If you decide to go ahead and buy a press soon, I'd suggest finding a used one. Call up local screen printers and t-shirt businesses and ask around - see if anyone has a used heat press they'd like to sell, or if they know of anyone who might.


----------



## vintageracer117 (Jul 18, 2005)

well i was looking at some used stuff i guess i used the wrong words i'm looking to screen press just one color to start with

aaron


----------



## jdr8271 (Jun 16, 2005)

> i'm looking to screen press just one color to start with


waaaaa? Do you want to screen print or heat press? I think youre getting your words condused.


----------



## vintageracer117 (Jul 18, 2005)

screen print i tlod you guys i'm new to this stuff lol i'm sure i'll know a lot more in a short time


----------



## jdr8271 (Jun 16, 2005)

If you want to screen print, you can buy a set up for a few thousand bucks. The cheaper route is to buy a heat press. You can get a business started with a heat press, and inkjet transfers for under 1000 dollars. You might even be able to do it for around $500, but $300 is pushing it. You can get a small heat press for around $400 new (i think) not the top of the line or anything, but it'l get the job done. Transfers will cost .40 to .75 each. For you probably .75 since you wont want to buy alot to start out with. The website for them is http://personalizedsupplies.com . They sell good quality paper cheap. The final thing you will need is a good inkjet printer. Epson is highly reccomended, with the magic inks at tlm supplies. Good Luck.


----------



## vintageracer117 (Jul 18, 2005)

i'm not looking to heat press just silk screen a few tee's for me and my boys and if i can make a few bucks along the way that would be cool i was looking at one from silk screening supplies theay have one for about $300.00 was asking if taht was a good one or not or should i shop around a little more or just look for one used i have no idea of where to go
aaron


----------



## twistedlight (Aug 1, 2005)

silk screen? then why not just have a company silk screen your shirts, then you can avoid all of the start up costs, and you don't have to learn anything either, besides creating the design of course. You should google t-shirt silkscreeners, or go with companies mentioned in this forum to do the work for you.


----------



## Solmu (Aug 15, 2005)

twistedlight said:


> silk screen? then why not just have a company silk screen your shirts, then you can avoid all of the start up costs, and you don't have to learn anything either, besides creating the design of course.

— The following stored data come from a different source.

PR #302, opened 2021-03-16
Analysis object refactor

YanningTan:
In backEndComm.js, the displayAnalysis will take analysisResult rather than raw results. The functionality of objectAnalysis has been moved to class displayAnalysis().  functions of objectAnalysis nextStates and initFromMain has been deleted since they were not called. An instance variable this.type has been deleted.


leaf-ui/js/backendComm.js
```diff
@@ -175,7 +175,8 @@ function getFileResults(isGetNextSteps){
                     analysisRequest.previousAnalysis = analysisResult;
                     console.log("previousAnalysis");
 					console.log(analysisRequest.previousAnalysis);
-					displayAnalysis(results);
+                    //display analysis result rather than raw results
```
esterzhao: I appreciate the comment! For posterity, can we duplicate this comment on line 103 where `displayAnalysis()` is also called, and maybe instead say `// pass displayAnalysis an AnalysisResult object`?

leaf-ui/js/displayAnalysis.js
```diff
@@ -19,7 +19,8 @@ var currAnalysisConfig;
 function displayAnalysis(analysisResults){
 
     // Change the format of the analysis result from the back end
-    var currentAnalysis = new analysisObject.initFromBackEnd(analysisResults);
+    var currentAnalysis = new AnalysisResult();
```
esterzhao: My hope is that since in backendComm.js we are passing in the `AnalysisResult` object (defined in Class.js) that we should not be creating a new `AnalysisResult` obj here. Ideally, we could just say `var currentAnalysis = analysisResults` and then call the `initFromBackEnd` function something more accurate that describes what the variables you are creating there will be used by.

leaf-ui/js/object/Class.js
```diff
@@ -343,7 +343,36 @@ class AnalysisResult {
         this.colorVis; //color visualization for analysis mode  
         this.selectedTimePoint; //find where slider is initialized and set timepoint in here. Also place it in update function
         this.maxTimePoint;
+
+
+        this.elements;
```
esterzhao: Is there any particular reason that we should have two variables that hold the elements, `elementList` and `elements`? I also think `numOfElements` is redundant when we can simply do `currAnalysis.elements.size()` or something like that. It just adds another variables that needs to be updated when elements are added, which I think is overly complicated.

leaf-ui/js/object/Class.js
```diff
@@ -343,7 +343,36 @@ class AnalysisResult {
...
+        this.numOfElements = Number(analysisResults.elementList.length);
+        this.timeScale = Number(analysisResults.timePointPath.length) - 1;
+        this.relativeTime = [];
+
+        for (var i = 0; i < analysisResults.timePointPath.length; i++) {
+            var aux = analysisResults.timePointPath[i];
+            this.relativeTime.push(aux);
+        }
+
+        for (var i = 0; i < this.numOfElements; i++) {
```
esterzhao: As stated above, this seems unnecessary - you're basically just copying the full element list that exists already onto ANOTHER class variable. Instead, try to go through the code in displayAnalysis and rework it to use the `elementList` variable instead. Unless theres a specific reason to run this for-loop!

leaf-ui/js/object/Class.js
```diff
@@ -343,7 +343,36 @@ class AnalysisResult {
...
+        this.relativeTime;
     }
+    // Parse results from backend
+    initFromBackEnd = function (analysisResults) {
+        this.elements = [];
+        this.numOfElements = Number(analysisResults.elementList.length);
+        this.timeScale = Number(analysisResults.timePointPath.length) - 1;
+        this.relativeTime = [];
+
+        for (var i = 0; i < analysisResults.timePointPath.length; i++) {
```
esterzhao: it doesn't look like you are doing anything significant to this variable either - would it just be a copy of the already existing `timePointPath` variable? Because in that case, just rework the other code to accept the `timePointPath` variable instead of `relativeTime`

leaf-ui/js/object/Class.js
```diff
@@ -343,7 +343,36 @@ class AnalysisResult {
...
         this.maxTimePoint;
+
+
+        this.elements;
+        this.numOfElements;
+        this.timeScale;
+        this.relativeTime;
     }
+    // Parse results from backend
+    initFromBackEnd = function (analysisResults) {
```
esterzhao: A couple things here - first up, can you rework this so that it's written in the same format as the constructor? The purpose of this rework is to move away from older JS class structures that don't look as nice! 
ex:
`initFromBackEnd() {  code here }`

I see that you call this method from displayAnalysis by passing the AnalysisResult object from the backend in. As I stated above, I'd prefer to just use the same object instead of copying everything over onto another one! Seems like a bit of a waste of time. So since this is a class method, we would not be accepting the `AnalysisResult` as an input -- Instead, if you need to reference the `AnalysisResult` object, do so using `this`.

esterzhao (changes requested):
Ok so a few things to fix here, which are partly my fault because I wasn't clear enough on what I wanted from you! Let me know if you want to meet to discuss what these mean.

leaf-ui/js/object/Class.js
```diff
@@ -338,12 +346,26 @@ class AnalysisResult {
         this.timePointPathSize;
         this.elementList; 
         this.allSolution;
-        this.elementListPercentEvals;
         this.isPathSim = false; //used for slider visualization
         this.colorVis; //color visualization for analysis mode  
         this.selectedTimePoint; //find where slider is initialized and set timepoint in here. Also place it in update function
-        this.maxTimePoint;
+        this.timeScale;
+
```
esterzhao: Could you delete some of this white space? Just for prettiness

leaf-ui/js/object/Class.js
```diff
@@ -319,7 +319,10 @@ Actor.numOfCreatedInstances = 0;
 
 class AnalysisResult {
     /**
+     *
      * @param {Array.<String>} assignedEpoch
+     *   Each element represents an epoch with its assigned value
```
esterzhao, line 323: Thanks so much for adding these params and explanations 🥰

leaf-ui/js/object/Class.js
```diff
@@ -338,12 +346,26 @@ class AnalysisResult {
         this.timePointPathSize;
         this.elementList; 
         this.allSolution;
```
esterzhao: I'm guessing this is the allSolution param you mentioned in your message -- I'll do some testing but for now we can just leave it there, could you maybe add a comment on it that just says like `// potentially deprecated` or something like that?

leaf-ui/js/object/Class.js
```diff
@@ -338,12 +346,26 @@ class AnalysisResult {
...
-        this.elementListPercentEvals;
         this.isPathSim = false; //used for slider visualization
```
esterzhao: Could you add @params for these variables too?

leaf-ui/js/object/Class.js
```diff
@@ -338,12 +346,26 @@ class AnalysisResult {
...
+        
+
+
+
+
+
     }
+    getTimeScale() {
+        this.timeScale = Number(this.timePointPath.length) - 1;
+        return this;
```
esterzhao: You shouldn't have to `return this` -- that would return the AnalysisResult object you are already working on, which won't be necessary

leaf-ui/rappid-extensions/AnalysisInspector.js
```diff
@@ -108,7 +108,7 @@ var AnalysisInspector = Backbone.View.extend({
 	 */
 	getAllNextStates: function () {
 		if(analysisRequest.action != null) { //path has been simulated
-			if(analysisResult.selectedTimePoint != analysisResult.maxTimePoint) { //last timepoint is not selected
+			if (analysisResult.selectedTimePoint != analysisResult.timeScale) { //last timepoint is not selected
```
esterzhao, line 111: good catch for this replacement!

leaf-ui/js/displayAnalysis.js
```diff
@@ -19,7 +19,8 @@ var currAnalysisConfig;
 function displayAnalysis(analysisResults){
```
esterzhao: Could you update the docstring of this to specify `@param {AnalysisResult} analysisResult`? That way it makes it clear that this function is being passed an AnalysisResult object

esterzhao: same should be true for any other method that is taking in the currentAnalysis object as a param - maybe walk through displayAnalysis.js and update all docstrings

esterzhao (changes requested):
Pull changes from the model-management branch, make a few changes, and then you will be good to go! Great job @YanningTan :)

Some would say learning something new is half the point .

The original poster may have been referring to one of those manual home kit type screenprinting setups. You could definitely buy one of those for under $300. I don't know much about them though, just know a few friends have played around with them a bit.

Anyone here have experience with those? Too much fussing to be worth the effort? Or a good start for someone who wants to get their feet wet cheaply?


----------



## vintageracer117 (Jul 18, 2005)

solmu you got it that is what i'm looking to do and your right learning somthing new could be fun i'll just keep looking around i'll find somthing i guess that is waht i was looking for someone that played with one .

thanks aaron


----------



## AeonTees (Jul 9, 2005)

Some would say learning something new is half the point .

The original poster may have been referring to one of those manual home kit type screenprinting setups. You could definitely buy one of those for under $300. I don't know much about them though, just know a few friends have played around with them a bit.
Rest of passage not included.